Anyway, this brings me back to Ianto. As fans we watched as he struggled with his feelings for Jack. Jack had killed his girlfriend, and yet, like many others, Ianto was drawn to him. Maybe it was sex at first, just a bit of fun with a stopwatch. But by the time he died, their story had developed into a love story. When Ianto whispers his love for Jack as he dies, it’s heart breaking because you think that there will be no more and I wanted more, even down to buying curtains—old joke. Fortunately, because of the audio plays from the BBC and Big Finish, this isn’t the case, but at the time, it felt like the end had come to soon. Fandom exploded. Accusations of ‘bury the gays’ were levelled at Russell T Davies. A shrine was built to Ianto, a fictional character, in Cardiff Bay. This shrine is still there eleven years later.

Back to Doctor Who and Matt Smith’s eleventh Doctor and the connection to my other obsession. The opening episodes of series six, The Impossible Astronaut and The Day of the Moon, got me writing again because of one character, Canton Everett Delaware III played by Mark Sheppard and his father Morgan Sheppard. I fell in love with character and the actor and wrote an 80K fanfiction called The Canton Chronicles. My fandom friends pointed me towards a show called Supernatural in which he played the baddie, Crowley. I caught up six and a half series to join along with their weekly watch. 

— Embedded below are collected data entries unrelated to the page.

PR #1766, opened 2024-11-18
Re-factor event scheduler setup. DDFHER-88

rasben:
Notice that this builds ontop of https://github.com/danskernesdigitalebibliotek/dpl-cms/pull/1635

Please review this, commit by commit. This is how you get the best context.

In short terms (summed up by ChatGPT :D ):

### Pull Request Description

**Redirect unpublished event instances**:
   - Implements a redirection from unpublished event instances (403) to their associated event series.
   - Resolves issue [DDFHER-88](#).

**Optimize unpublish logic for event series**:
   - Simplifies the logic by replacing a resource-intensive iteration through event instances with an efficient entity query for a count check.

**Enhance event scheduler settings**:
   - Introduces new configuration options for event instance and series unpublishing:
     - **Default**: Automatically unpublish event instances 1 hour after expiration.
     - **Optional**: Unpublish the event series when all associated event instances are unpublished (unrecommended).
   - Refactors the scheduler service to respect these new settings.
   - Migrates existing library settings to the updated configuration format.

[DDFHER-88]: https://reload.atlassian.net/browse/DDFHER-88?atlOrigin=eyJpIjoiNWRkNTljNzYxNjVmNDY3MDlhMDU5Y2ZhYzA5YTRkZjUiLCJwIjoiZ2l0aHViLWNvbS1KU1cifQ


web/modules/custom/dpl_event/src/EventSubscriber/EventSeriesRedirect.php
```diff
@@ -31,7 +36,14 @@ public function __construct(
...
     return [
-      KernelEvents::REQUEST => 'checkEventSeriesRedirect',
+      KernelEvents::REQUEST => [
+        ['checkEventSeriesRedirect'],
+      ],
+      // Only target users that end up on an unpublished eventinstance page,
+      // without being allowed to see it.
+      KernelEvents::EXCEPTION => [
+        ['checkEventInstanceRedirect'],
+      ],
```
kasperg, line 46: Please reconsider the structure of this addition.

As I see it you are adding new functionality to an existing class that related somewhat to the domain of the code - events and redirects. 

There is also some differences. The current class deals with event series as indicated by the name. The addition deals with event instances. There is no code reuse between the existing and new code.

This in mind I would suggest moving it to a separate class.

web/modules/custom/dpl_event/src/EventSubscriber/EventSeriesRedirect.php
```diff
@@ -31,7 +36,14 @@ public function __construct(
    */
   public static function getSubscribedEvents(): array {
     return [
-      KernelEvents::REQUEST => 'checkEventSeriesRedirect',
+      KernelEvents::REQUEST => [
+        ['checkEventSeriesRedirect'],
+      ],
+      // Only target users that end up on an unpublished eventinstance page,
+      // without being allowed to see it.
+      KernelEvents::EXCEPTION => [
```
kasperg, line 44: Consider whether this is is the proper event to react to.

As I read it our listener will react to any exception being thrown within the request. I would have excepted it to be able to react on requests instead. If that is not the case and access control leading to an exception runs first then perhaps we should look into ordering?

web/modules/custom/dpl_admin/assets/dpl_admin.css
```diff
@@ -184,3 +184,12 @@
...
 }
+
+/**
+  A very simple element, used in Drupal forms when displaying warnings.
+ */
+.dpl-form-warning {
+  color: #d80404;
+  font-weight: bold;
+  max-width: 500px;
+}
```
kasperg, line 195: Consider using [something that relates to the Gin admin theme](https://git.drupalcode.org/project/gin/-/blob/8.x-3.x/styles/base/_form.scss?ref_type=heads#L406).

This could make the addition appear more in tune with the remaining admin interface.

web/modules/custom/dpl_event/src/Form/SettingsForm.php
```diff
@@ -98,14 +100,66 @@ public function buildForm(array $form, FormStateInterface $form_state): array {
...
+      '#prefix' => '<div class="dpl-form-warning js-form-wrapper">',
+      '#markup' => $this->t('Notice - if series get unpublished, old instance links will no longer work. If you however keep the series published, expired instances will redirect to the associated series.', [], ['context' => 'DPL event']),
+      '#suffix' => '</div>',
+      '#states' => [
+        'visible' => [
+          ':input[name="unpublish_enable"]' => ['checked' => TRUE],
+          // PHPCS doesn't understand Drupal's weird way of doing states.
+          // phpcs:disable Squiz.Arrays.ArrayDeclaration.NoKeySpecified
+          'and',
+          // phpcs:enable Squiz.Arrays.ArrayDeclaration.NoKeySpecified
```
kasperg, line 159: :+1:

web/modules/custom/dpl_event/src/Form/SettingsForm.php
```diff
@@ -98,14 +100,66 @@ public function buildForm(array $form, FormStateInterface $form_state): array {
...
+          ':input[name="unpublish_enable"]' => ['checked' => TRUE],
+        ],
+      ],
+    ];
+
+    $form['unpublish']['unpublish_series_enable_warning'] = [
+      '#type' => 'container',
+      // js-form-wrapper is important - otherwise, Drupal states will not work.
+      '#prefix' => '<div class="dpl-form-warning js-form-wrapper">',
+      '#markup' => $this->t('Notice - if series get unpublished, old instance links will no longer work. If you however keep the series published, expired instances will redirect to the associated series.', [], ['context' => 'DPL event']),
```
kasperg, line 151: When I think about it I wonder why we ended up with not recommending unpublishing series when the last instance has been unpublished.

If the intention is that lists should not contain irrelevant content then keeping series which only contain expired instances seem to be counterproductive. Perhaps this is what you agreed on with the business?

kasperg (approved):
:+1: LGTM

I have some comments for you to consider before you merge.

You state that this resolves DDFHER-88 but the business also refers to testing DDFNEXT-512 as a part of this ticket. There are no changes in relation to search here. Is that intentional?

kasperg (commented):
As I see it the cache setttings for the view at `/events` does not use caching. Please consider whether it is appropriate to enable this.

web/modules/custom/dpl_event/src/Form/SettingsForm.php
rasben: Yes, this is what we agreed to with Stefan/the business:

For historical purposes, some libraries want to be able to display what has happened in the past.

web/modules/custom/dpl_event/src/EventSubscriber/EventSeriesRedirect.php
rasben: I'll leave it as it is, because it is about redirection *to* and *from* series - as i write in the comments :)

web/modules/custom/dpl_event/src/EventSubscriber/EventSeriesRedirect.php
rasben: >If that is not the case and access control leading to an exception runs first then perhaps we should look into ordering?

I did, and no matter what I did, I couldnt catch the request before the exception ran. However, I do actually prefer it this way, as that way, the editors can still preview unpublished instances.

rasben:
>As I see it the cache setttings for the view at /events does not use caching. Please consider whether it is appropriate to enable this.

Done - I've set it to a time of 1 hour.

web/modules/custom/dpl_admin/assets/dpl_admin.css
rasben: I did try that class, but, I prefer my own styling :)

PR #1773, opened 2024-11-19
Update event API, editing series should reflect in changed date. DDFHER-132

rasben:
https://reload.atlassian.net/browse/DDFHER-132

As we use inheritance, we want an updated series to also reflect in the updatedAt API property.
We could implement this, by programmatically saving all instances when the series is saved, but this may have unforseen consequences, as it is running against the Drupal system.
Instead, we'll look up the instance and series changed dates, and take which ever is newer.

### DIFF
--- a/web/modules/custom/dpl_event/src/Services/EventRestMapper.php
+++ b/web/modules/custom/dpl_event/src/Services/EventRestMapper.php
@@ -66,13 +66,44 @@ class EventRestMapper {
       'ticketCapacity' => $this->getValue('event_ticket_capacity'),
       'ticketCategories' => $this->getTicketCategories(),
       'createdAt' => $this->getDateField('created'),
-      'updatedAt' => $this->getDateField('changed'),
+      'updatedAt' => $this->getUpdatedDate(),
       'dateTime' => $this->getDate(),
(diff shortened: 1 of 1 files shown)


kasperbirch1 (approved):
This looks great to me! But since it’s not an area I’m deeply familiar with, I’ll leave it to you to decide if you’d like a second opinion. 

Based on your explanation, though, I’m happy to approve.

web/modules/custom/dpl_event/src/Services/EventRestMapper.php
```diff
@@ -75,6 +75,37 @@ public function getResponse(EventInstance $event_instance): EventsGET200Response
...
+   *
+   * As we use inheritance, we want an updated series to also reflect in the
+   * updatedAt API property.
+   * We could implement this, by programmatically saving all instances when
+   * the series is saved, but this may have unforseen consequences, as it is
+   * running against the Drupal system.
+   * Instead, we'll look up the instance and series changed dates, and take
+   * which ever is newer.
+   */
+  private function getUpdatedDate(): ?DateTime {
```
kasperg, line 89: Consider moving this to the event wrapper.

PR #1779, opened 2024-11-20
DDFBRA-183 - Anonymous and logged in user can try ebook

kasperbirch1:
#### Link to issue

https://reload.atlassian.net/browse/DDFBRA-183

#### Description
This pull request adds translations for `Reader` as part of the changes in [dpl-react/pull/1555](https://github.com/danskernesdigitalebibliotek/dpl-react/pull/1555).

**It is also used to test the implementation of these changes.**


web/themes/custom/novel/templates/layout/page--reader.html.twig
```diff
@@ -0,0 +1,54 @@
...
+ * of the registration form, we have removed the header and footer regions for this
+ * page.
+ *
+ * Available variables:
+ *
+ * General utility variables:
+ * - base_path: The base URL path of the Drupal installation. Will usually be
+ *   "/" unless you have installed Drupal in a sub-directory.
+ * - is_front: A flag indicating if the current page is the front page.
+ * - logged_in: A flag indicating if the user is registered and signed in.
```
kasperg, line 17: Consider dropping all the following comments.

I do not think they are useful in the current context and the take of up a lot of visual space.

I appreciate the comment at the top.

web/themes/custom/novel/templates/layout/page--reader.html.twig
```diff
@@ -0,0 +1,54 @@
...
+ */
+#}
+
+<div>
+  {{ drupal_block('system_messages_block') }}
+
+  <main id="main-content" role="main">
+    {{ page.content }}
+  </main>
+</div>
```
kasperg, line 54: Consider if the `wrapper` div and the system messages block are helpful.

web/modules/custom/dpl_react_apps/dpl_react_apps.routing.yml
```diff
@@ -18,3 +18,12 @@ dpl_react_apps.work:
     _controller: '\Drupal\dpl_react_apps\Controller\DplReactAppsController::work'
   requirements:
     _permission: 'access content'
+
+dpl_react_apps.reader:
+  path: '/reader'
```
kasperg, line 23: Please consider making the identifier and/or order id arguments to the path.

As far as I can tell they are required for the reader to work. We do the same for e.g. works

web/modules/custom/dpl_react_apps/src/Controller/DplReactAppsController.php
```diff
@@ -500,4 +511,39 @@ public static function externalApiBaseUrls(): array {
...
+   *
+   * @throws \Drupal\Component\Plugin\Exception\PluginException
+   */
+  public function reader(Request $request): array {
+
+    $identifier = $request->query->get('identifier');
+    $orderid = $request->query->get('orderid');
+
+    if (!$identifier && !$orderid) {
+      throw new \InvalidArgumentException('Either identifier or orderid must be provided.');
```
kasperg, line 531: Please consider changing this to a HTTP exception signaling there is something wrong with the request e.g. `BadRequestHttpException`

A normal exception will result in an error code 500 indicating an internal server error 

https://developer.mozilla.org/en-US/docs/Web/HTTP/Status#client_error_responses

web/modules/custom/dpl_react_apps/dpl_react_apps.routing.yml
```diff
@@ -18,3 +18,12 @@ dpl_react_apps.work:
...
+  defaults:
+    _controller: '\Drupal\dpl_react_apps\Controller\DplReactAppsController::reader'
+  requirements:
+    _permission: 'access content'
+  options:
+    no_cache: true
```
kasperg, line 29: Please reconsider if there is a reason to add `no_cache`.

We do not do so for other apps which I consider similar so I would not except it to be necessary here either.

kasperg (changes requested):
:+1: Nice start, but I think this needs some more consideration.

composer.json
```diff
@@ -92,6 +94,8 @@
         "danskernesdigitalebibliotek/cms-api": "*",
         "danskernesdigitalebibliotek/dpl-design-system": "0.0.0-dev",
         "danskernesdigitalebibliotek/dpl-react": "0.0.0-dev",
+        "danskernesdigitalebibliotek/dpl-design-system": "0.0.0-dev",
+        "danskernesdigitalebibliotek/dpl-react": "0.0.0-dev",
```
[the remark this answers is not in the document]
kasperbirch1: They will be deleted. It is only temporary to have the updated race/design system.

web/modules/custom/dpl_react_apps/src/Controller/DplReactAppsController.php
```diff
@@ -415,6 +425,7 @@ public function work(string $wid): array {
       'rating-is-text' => $this->t('Rating of this item is', [], ['context' => 'Work Page']),
       'rating-text' => $this->t('out of', [], ['context' => 'Work Page']),
       'read-article-text' => $this->t('Read article', [], ['context' => 'Work Page']),
+      'reader-modal-description-text' => $this->t('modal for Reader', [], ['context' => 'Work Page']),
```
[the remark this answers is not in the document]
kasperbirch1: Sorry, this is no longer in use after the reader is on its own page and is no longer in a modal.

PR #1780, opened 2024-11-20
Ddfher 94 update webmaster modules 2

xendk:
#### Link to issue

[DDFHER-94](https://reload.atlassian.net/browse/DDFHER-94)

#### Description

Replaces the "add new module" button with a version that allows for module updates too.

[DDFHER-94]: https://reload.atlassian.net/browse/DDFHER-94?atlOrigin=eyJpIjoiNWRkNTljNzYxNjVmNDY3MDlhMDU5Y2ZhYzA5YTRkZjUiLCJwIjoiZ2l0aHViLWNvbS1KU1cifQ


web/modules/custom/dpl_webmaster/src/Form/InstallOrUpdateModule.php
```diff
@@ -0,0 +1,283 @@
...
+      $this->messenger()->addError($this->t('%project is not a module.', ['%project' => $project]));
+      return;
+    }
+
+    if ($updater->isInstalled()) {
+      // Tell UpdateReady form which projects to update.
+      $this->session->set('update_manager_update_projects', [$project => $project]);
+      $form_state->setRedirect('update.confirmation_page');
+      return;
+    }
```
kasperg, line 243: Consider adding a code comments adding "markers" to  explain where the deviation from `UpdateManagerInstall` starts and ends.

This approach makes it hard to determine what has been changed compared to the original - and thus also hard to review.

web/modules/custom/dpl_webmaster/dpl_webmaster.info.yml
```diff
@@ -0,0 +1,8 @@
+name: Webmaster
+type: module
+description: 'Webmaster library support functionality'
+package: 'DPL'
+core_version_requirement: ^10
+
+dependencies:
+  - drupal:update
```
kasperg, line 8: :+1: for remembering to declare dependencies.

web/modules/custom/dpl_webmaster/dpl_webmaster.links.action.yml
```diff
@@ -0,0 +1,6 @@
+dpl_webmaster.install_or_update:
+  route_name: dpl_webmaster.install_or_update
+  title: 'Add new or update module'
+  weight: 25
```
kasperg, line 4: Consider adding a code comment explaining why this weight is necessary.

Weights appear as somewhat arbitrary numbers but they are often set to ensure that something occurs before or after another key point. Understanding this non-obvious relationship can be import in future work.

kasperg (approved):
+1: LGTM.

I have a couple of comments for you to consider before you merge.

In general it would be nice if we could have some form of automated test for this but I recognize that this will be tricky.

web/modules/custom/dpl_webmaster/dpl_webmaster.links.action.yml
xendk: You're right. Actually it's copied directly from update modules actions, but I can't see any obvious reason. I'll try to remove it.

kasperg (approved):

PR #1788, opened 2024-11-25
Upgrade Drupal Core to 10.3.10

kasperg:
#### Description

This update is relevant to address a performance degradation in release 10.3.9.


rasben (approved):
👍

PR #1791, opened 2024-11-25
No CORS + Https

spaceo:
#### Link to issue

https://reload.atlassian.net/browse/DDFBRA-226

#### Description

Make sure that we do not have cors restrictions in development
NOTE: We need to find the proper settings in PR/prod as well

Https is also being activated in docker compose setup. Documentation added for how to use it.


Dresse (approved):
LGTM 👍

PR #1806, opened 2024-11-27
Remove Config Filter module

kasperg:
#### Description

It has previous been uninstalled and can now be removed from the project codebase.

See #1798.


xendk (approved):
:+1:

Yes, I loved Crowley, but in series four, Castiel appeared making one of the greatest TV show entrances ever. For me, the connection between the gorgeous Dean and his angel was immediately obvious. I found others had seen it too. I discovered Destiel. This time around I discovered Tumblr. I watched fascinated as these two edged nearer to each other then pulled away. Maybe it was because I’d never watched the brothers in real time that I didn’t invest in their relationship. My investment in Destiel was total. This, for me, was Jack and Ianto all over again. I waited, and waited, and waited. I hoped and despaired. And yes, I loved Cockles too. Then they announced season fifteen would be the last. Would they go there? Could they make Destiel canon? I don’t think it was any secret that Misha was on board with the idea and Jensen had played bisexual before. Last week, during the US elections, Destiel trended higher than the elections and Putin because Castiel confessed his love for Dean. 

It wasn’t the first time he’d said I love you, but this was different. Misha has since acknowledged that this was different. Castiel says he wants something he knows he can never have, and those, for me, are the words which make this declaration different. It is a heart-breaking scene. It has made me happy, sad, and angry. I’m happy that Castiel said it. I’m sad Dean didn’t get chance to reply, and that this might be the last time we see Castiel. And I’m angry because, like Ianto, Castiel immediately dies. Ianto is sacrificed and Cas is sacrificed. ‘Bury the gays’ strikes once more. And I’m back watching videos, reading fanfiction, and writing a fix it, depending on what happens in the last two episodes, because I still have hope it’s not the last we’ve seen of Castiel.

I’ve thought a lot about the connection between my love for these two programmes and gay romance lately, and I think what these stories give me is the chance to become a cheerleader. I support Cardiff City and Leeds United football teams. I’m used to being happy and sad in equal measure. When I pick up a book, sometimes I wonder whether to continue, but by the end, I want the main characters to get their happy ending. TV and film often provide no guarantees for LGBTQ+ characters, but the stories I read do. And let’s face it, today we all need a happy ending. Fingers crossed, there’s still an outside chance for Destiel.